Das OLG München hatte demgegenüber einen Fall zu entscheiden, in dem im Absatzmittlervertrag schon ausdrücklich vorgesehen war, dass das Unternehmen berechtigt ist, außerordentlich zu kündigen, wenn der Absatzmittler Antrag auf Eröffnung des Insolvenzverfahrens stellt. Das OLG München hielt diese vertragliche Regelung für wirksam, da sie den Absatzmittler nicht unangemessen benachteilige. Es prüfte deshalb nur, ob die Voraussetzungen dieser Klausel vorlagen. Das war unstreitig der Fall: Der Absatzmittler hatte Insolvenzantrag gestellt.

TIPP: Die Entscheidung des OLG München ist noch nicht rechtskräftig, sondern mit der Revision zum Bundesgerichtshof angegriffen worden. Unternehmen sollten sich daher möglichst nicht auf solche Klauseln in Handelsvertreterverträgen verlassen, sondern immer auch im Einzelfall prüfen, ob der Ausspruch einer außerordentlichen Kündigung gerechtfertigt ist.

2. Ausschluss des Ausgleichsanspruchs 
Das OLG Hamm betont zu Recht, dass mit der Entscheidung über die Wirksamkeit der außerordentlichen Kündigung noch nichts darüber gesagt wird, ob auch der Ausgleichsanspruch des Handelsvertreters ausgeschlossen ist. Das ist – wie bereits ausgeführt – nur dann der Fall, wenn ein wichtiger Grund wegen schuldhaften Verhaltens des Handelsvertreters vorliegt.

Eine Insolvenz muss nicht immer vom Handelsvertreter verschuldet sein. Denkbar sind etwa äußere Einflüsse oder größere Investitionen, die sich im Nachhinein betrachtet als Fehlinvestitionen darstellen. Das OLG München gesteht dem Absatzmittler insoweit einen breiten Ermessensspielraum zu.
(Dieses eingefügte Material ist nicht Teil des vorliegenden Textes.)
PR #808, opened 2021-12-15
lint: output all found issues

bart0sh:
golangci-lint outputs max 50 issues by default. This can lead to false estimation of the fixing effort for enabling new checks
Disabling default threashold should fix this

### DIFF
--- a/.golangci.yml
+++ b/.golangci.yml
@@ -2,6 +2,8 @@ run:
   tests: true
   build-tags:
     - kerneldrv
+  max-issues-per-linter: 0
+  max-same-issues: 0
 
 linters:
   disable-all: true


Makefile
```diff
@@ -82,7 +82,7 @@ envtest:
 	@$(GO) test ./test/envtest
 
 lint:
-	@golangci-lint run --timeout 15m
+	@golangci-lint run --timeout 15m --max-issues-per-linter 0 --max-same-issues 0
```
mythi, line 85: `.golangci.yaml` has a place for these too. would it make sense to keep all "settings" in one place?

bart0sh: @mythi thank you for the review! done

rojkov (dismissed):

bart0sh:
@rojkov sorry, I decided to move options from _linters-settings_ to _run_ section. It works in both places, but logically belongs to the latter one.
Please, review again

rojkov (approved):

mythi (approved):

Die Ausnutzung dieses Spielraums führt nach Ansicht des OLG nicht dazu, dass dem Absatzmittler Fehlinvestitionen später als Verschulden angelastet werden können.

Das OLG München lehnt es daher ab, einen allgemeinen Erfahrungssatz aufzustellen, der sinngemäß heißen würde: In der Regel sind Insolvenzen vom insolventen Absatzmittler verschuldet.

WICHTIG: Das Unternehmen muss im Prozess darlegen und beweisen, dass ein wichtiger Grund und das Verschulden des Handelsvertreters vorliegen. Das Verschulden muss dabei anhand konkreter Umstände nachgewiesen werden. Das fällt erfahrungsgemäß schwer, gerade wenn die finanzielle Situation des Handelsvertreters dem Unternehmen nicht in allen Einzelheiten bekannt ist.

Das heißt also für Unternehmer: Soll mit der fristlosen Kündigung des insolventen Handelsvertreters zugleich der Ausgleichsanspruch ausgeschlossen werden, ist sorgfältig zu prüfen, ob dem Handelsvertreter ein Verschulden an der Insolvenz nachgewiesen werden kann.

TIPP: Die Kündigung sollte im Zweifel nicht allein auf eine angeblich verschuldete Insolvenz gestützt werden. Vorzugswürdig ist es, den Handelsvertreter aufzufordern, im gewohnten Umfange tätig zu werden. Unterbleibt das, kann nach vorausgegangener Abmahnung die Kündigung (auch) auf eine Verletzung von Vertragspflichten gestützt werden.

Für Handelsvertreter gilt umgekehrt: Auch wenn das vertretene Unternehmen wegen Insolvenz fristlos kündigt, heißt das nicht automatisch, dass der Ausgleichsanspruch entfällt.